The Post reports that New York AG Barbara Underwood began examining the arrangement soon after Sprint and T-Mobile announced their $26 billion merger. According to sources, Underwood’s staff already views T-Mobile’s MetroPCS service and Sprint’s Boost and Virgin Mobile services as aggressive and has asked executives at both companies for clarification on how pricing would be postured.

President Trump’s Department of Justice (DOJ) has just begun a review of the prepaid markets and has yet to make any conclusions, a source familiar with its thinking told the Post.

In discussions with federal regulators, T-Mobile’s brass tried to angle that the two services serve different types of customers and, because of that, T-Mobile told the FCC that it didn’t plan to dispose of or consolidate any of the lower-priced, prepaid services if its merger with Sprint gets approval.

“The business plan calls for aggressive pricing from day one,” said T-Mobile executives according to the Post’s report.

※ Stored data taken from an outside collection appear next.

PR #3452, opened 2024-10-16
rtcp: add receiver_ssrc parsing for PSFB packets

tmatth:
This fixes handling of PLIs received from Pion streaming plugin clients.

### DIFF
--- a/rtcp.c
+++ b/rtcp.c
@@ -143,6 +143,11 @@ guint32 janus_rtcp_get_receiver_ssrc(char *packet, int len) {
 				janus_rtcp_fb *rtcpfb = (janus_rtcp_fb *)rtcp;
 				return ntohl(rtcpfb->media);
 			}
+			case RTCP_PSFB: {
+				/* PSFB, Payload-specific FB message (rfc4585) */
+				janus_rtcp_fb *rtcpfb = (janus_rtcp_fb *)rtcp;
+				return ntohl(rtcpfb->media);
+			}
 			default:
 				break;
 		}


tmatth:
I will add some more specifics but the idea here is to address that when adding:

```diff
			go func() {
				ticker := time.NewTicker(time.Second * 3)
				for range ticker.C {
					rtcpSendErr := peerConnection.WriteRTCP([]rtcp.Packet{&rtcp.PictureLossIndication{MediaSSRC: uint32(track.SSRC())}})
					if rtcpSendErr != nil {
						log.Println(rtcpSendErr)
					} else {
						log.Printf("Sent PLI for SSRC %v", track.SSRC())
					}
				}
			}()
```

to a program like https://github.com/pion/example-webrtc-applications/blob/master/janus-gateway/streaming/main.go so that it sends PLIs every 3 seconds, these are disappearing in Janus (specifically, here https://github.com/meetecho/janus-gateway/blob/f902f69d5114453b08ccd828667af3e4ddb74870/ice.c#L3207). 

With the proposed changes, the keyframe request gets recognized by the streaming plugin.

This PR is against 0.x since I've only tested against that. If this approach makes sense I can forward port the change to master.

rtcp.c
```diff
@@ -143,6 +143,12 @@ guint32 janus_rtcp_get_receiver_ssrc(char *packet, int len) {
 				janus_rtcp_fb *rtcpfb = (janus_rtcp_fb *)rtcp;
 				return ntohl(rtcpfb->media);
 			}
+			case RTCP_PSFB: {
+				/* PSFB, Payload-specific FB message (rfc4585) */
+				janus_rtcp_fb *rtcpfb = (janus_rtcp_fb *)rtcp;
+				/* Fallback to media SSRC if sender SSRC is not set */
+				return ntohl(rtcpfb->ssrc) || ntohl(rtcpfb->media);
```
lminiero, line 150: I don't think this is correct: `rtcpfb->ssrc` is the SSRC of the packet sender (https://datatracker.ietf.org/doc/html/rfc4585#section-6.1), so IMO it's wrong to return that in a method that looks for the receiver SSRC. We do return `rtcpfb->ssrc` for RTCP_PSFB already, but in `janus_rtcp_get_sender_ssrc`. As such, I'd only leave `rtcpfb->media` in there, as we do for RTCP_RTPFB just a few lines above which uses the same struct.

If that works, it probably does make sense for 1.x as well since they share most of this RTCP code.

lminiero:
Thanks, merging then!

atoppi:
@tmatth I've restricted the PSFB parsing to just PLIs and added the length check for FCI, can you check that everything is still working as intended?

tmatth:
> @tmatth I've restricted the PSFB parsing to just PLIs and added the length check for FCI, can you check that everything is still working as intended?

Oh thanks I was wondering about that, yes that's still working as expected.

Would the merger “cut the cord” for people of color?

Naysayers aren’t biting, however, and say that the companies need to promise the customers who depend on prepaid wireless services that they won’t see their costs go up.

In reality, this merger would make life harder for everyone — especially low-income communities and people of color, who disproportionately rely on T-Mobile and Sprint for more affordable plans and prepaid services,” wrote Collette Watson of media watcher Free Press.

“If the merger goes through, the new gigantic T-Mobile will have no reason to compete for low-income customers and others on the margins of society. Three companies -- T-Mobile, AT&T, and Verizon -- will control the market and call the shots.”

“The new T-Mobile won’t be the ‘Un-Carrier’ we grew to love. It will be a corporate behemoth like Verizon, with the power to set prices as it sees fit and no pressure to make services affordable,” wrote Watson.

It’s this or nothing at all for Sprint

All of this is making Sprint, for one, nervous. The company says it can't promise it’ll make it as a solo act if the merger isn’t approved.

According to a Federal Communications Commission (FCC) filing, Sprint said it is losing customers at a meteoric rate and has had to cut $10 billion from its budget to make ends meet.

Sprint claims there’s no fat left to trim which, in turn, puts it in a losing position to try and be competitive as technology advances. Its only saving grace appears to be the T-Mobile merger.